I made myself sit still for two minutes simply focusing on breathing, making my head stop sliding around loose on my shoulders, and ignoring the loud ticking clock. What could be done in ninety minutes — now only eighty-eight?
I really had one only option. If it didn’t work, I would either lay someone off or file for unemployment myself.
6:05 AM. I started downloading the OpenBSD install floppy image then grabbed a spare desktop machine, selecting it from amongst many similar machines by virtue of it being on top of the pile. The next few minutes I alternated between hitting the few required installation commands and dismantling every unused machine unlucky enough to be in reach to find two decent network cards.

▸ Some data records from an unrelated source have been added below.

PR #989, opened 2024-03-14
Support allowed vulnerabilities in Trivy

assumptionsandg:
Support allowed vulnerabilities in Trivy per image and globally

### DIFF
--- a/etc/kayobe/trivy/allowed-vulnerabilities.yml
+++ b/etc/kayobe/trivy/allowed-vulnerabilities.yml
@@ -7,7 +7,7 @@
 # keystone_allowed_vulnerabilities:
 #   - CVE-2022-2447
 #
-# barbican-api_allowed_vulnerabilities:
+# barbican_api_allowed_vulnerabilities:
 #   - CVE-2023-31047
 
 global_allowed_vulnerabilities:
--- a/etc/kayobe/trivy/allowed-vulnerabilities.yml
+++ b/etc/kayobe/trivy/allowed-vulnerabilities.yml
@@ -1,0 +1,18 @@
+---
+###############################################################################
+# Trivy allowed vulnerabilities list
+
+# Example allowed vulnerabilities file setup
+#
+# keystone_allowed_vulnerabilities:
+#   - CVE-2022-2447
+#
+# barbican-api_allowed_vulnerabilities:
+#   - CVE-2023-31047
+
+global_allowed_vulnerabilities:
+  - CVE-2024-36039
+
+###############################################################################
+# Dummy variable to allow Ansible to accept this file.
+workaround_ansible_issue_8743: yes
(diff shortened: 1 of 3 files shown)


etc/kayobe/trivy.yml
```diff
@@ -0,0 +1,15 @@
...
+###############################################################################
+# Trivy allowed vulnerabilities list
+
+# Example allowed vulnerabilities file setup
+#
+# keystone_allowed_vulnerabilities:
+#   CVE-2022-2447
+#
+horizon_allowed_vulnerabilities:
+  CVE-2023-31047
```
markgoddard: Do we actually want to allow this one or was it just used for testing?

tools/scan-images.sh
```diff
@@ -34,6 +34,11 @@ touch image-scan-output/clean-images.txt image-scan-output/dirty-images.txt
 # generate a csv summary
 for image in $images; do
   filename=$(basename $image | sed 's/:/\./g')
+  imagename=$(echo $filename | cut -d "." -f 1)
+  rm .trivyignore && touch .trivyignore
+  for vulnerability in $(yq -e .$imagename'_allowed_vulnerabilities' $KAYOBE_CONFIG_PATH/trivy.yml); do
```
markgoddard: Does this do the right thing if an image does not have a list defined?

Does it work if the image name has dashes in? e.g. nova-compute

etc/kayobe/trivy.yml
markgoddard: Should this be a list? (add `- `)

etc/kayobe/trivy.yml
markgoddard, line 1: Unsure about the location of this file. I'd be tempted to move it somewhere else to avoid confusing operators, since it's not used by Kayobe.

Could be in the repo root, or etc/kayobe/trivy/allowed-vulnerabilities.yml

markgoddard (changes requested):

tools/scan-images.sh
holliefae: Doesn't seem to error on images not being defined.

Currently using underscores for consistency in the whitelists file, but can revert if necessary.

Alex-Welsh (dismissed):

etc/kayobe/trivy/allowed-vulnerabilities.yml
```diff
@@ -0,0 +1,18 @@
...
+# Example allowed vulnerabilities file setup
+#
+# keystone_allowed_vulnerabilities:
+#   - CVE-2022-2447
+#
+# barbican_api_allowed_vulnerabilities:
+#   - CVE-2023-31047
+
+global_allowed_vulnerabilities:
+  - CVE-2024-36039
```
markgoddard: Do we need this one now that the requirements change has merged?

holliefae: Moved to the example file setup, so people know `global_allowed_vulnerabilities` variable can be used in the future.

markgoddard (approved):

By 6:33 AM I had two Intel EtherExpress cards in my hands and a virgin OpenBSD system. I logged in long enough to shut the system down so I could wrench the case off, slam the cards into place, and boot again. Even early versions of PF included all sorts of nifty filtering abilities, all of which I ignored in favor of the newly-integrated traffic-shaping functions. By 6:37 AM I was wheeling a cart with a monitor, keyboard, and my new traffic shaper over to the rack.
Then things got hard. I didn’t have a spare switch that could handle our Internet bandwidth. The router rack was jammed to overflowing, leaving me no place to put the new shaper. I lost almost half an hour finding a crossover cable, and when I discovered one it was only two feet long. The router, of course, was mounted in the top of the rack. About 7:10 AM, I discovered that if I put the desktop PC on end, balanced it on an empty shipping box, and put the box on the mail cart, the cable just reached the router. I stacked everything so it would reach and began re-wiring the network and reconfiguring subnets.
I vaguely recall my manager coming in about 7:15 AM, asking with taut calmness if he could help. If I remember correctly, as I typed madly at the router console I said “Yes. Go away.”
At 7:28 AM we had an OpenBSD traffic shaper between the hosting area and our router. All the client applications were reachable from the Internet. I collapsed in my chair and stared blankly at the wall.
While everything seemed to work, the proof would be in what happened as our offending site started its daily business. I watched with growing tension as that client’s network traffic climbed towards the red line that indicated trouble. The traffic grew to just short of the danger line — and flatlined. Other clients called, happy that their service was restored to its usual quality. (One complained that his site was still slow, but it turned out that bandwidth problems had masked an application problem.) The problem client complained that their web site now ran even slower than before, to which we offered to purchase more bandwidth if they’d agree to buy it.
I taped a note to the shipping box that said “Touch this and I will kill you,” staggered to my car, and by some miracle got home.
Shortly afterwards, I had two new routers and new DS3s. The racks were again clean. The decrepit desktop machine was replaced by two rack-mount OpenBSD boxes in a live-failover configuration, protecting our big-name commercial firewall as well as shaping traffic. And I now keep a crossover cables in a variety of lengths.
Should we have had traffic shaping in place before selling service? Absolutely. As with any startup, though, our hands were full fixing the agonies of the moment and less on the future.
If I had started with OpenBSD, I would have had a much better night.